■ ACTIVITY
Wherever "needle" shows up in the records below, copy the whole line.
-- INFORMATION GIVEN follows --
PR #171, opened 2020-02-12
Add expression in.

Chaoba:
This pr add the interface for expression `in`. Not include the corresponding [pr](https://github.com/mapbox/mapbox-gl-native/pull/16162) in core sdk now.
@mapbox/maps-android any suggestion on how to test it?

### DIFF
--- a/MapboxGLAndroidSDK/src/main/java/com/mapbox/mapboxsdk/style/expressions/Expression.java
+++ b/MapboxGLAndroidSDK/src/main/java/com/mapbox/mapboxsdk/style/expressions/Expression.java
@@ -1537,6 +1537,42 @@ public class Expression {
   }
 
   /**
+   * Retrieves whether an item exists in an array or a substring exists in a string.
+   *
+   * @param needle     the item expression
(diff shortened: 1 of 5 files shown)


Chaoba:
> You can test your changes by updating the `vendor/mapbox-gl-native` submodule pin to your PR in mapbox-gl-native. Once that is merged we can set the submodule pin to master.

That's right. We'd better add an option in `RuntimeStyleActivity` to test express in, but I am not sure how it should be used in app. Can you give an example about it?

tobrun:
```
 ["in", needle: (boolean, string or number), haystack: (array or string)]: boolean
```

The returned boolean value can be used with case expression:

```
["case",
    condition: boolean, output: OutputType,
    condition: boolean, output: OutputType,
    ...,
    fallback: OutputType
]: OutputType
```

So you could make a textSize of a certain city bigger if it contained the word "york":
 - New york
 - York

Chaoba:
It seems works well. 
device-2020-02-13-141730

chloekraw:
cc @mapbox/maps-ios @alexshalamov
-- INFORMATION GIVEN concluded --
■ YOUR RESPONSE
+   * @param needle     the item expression
 ["in", needle: (boolean, string or number), haystack: (array or string)]: boolean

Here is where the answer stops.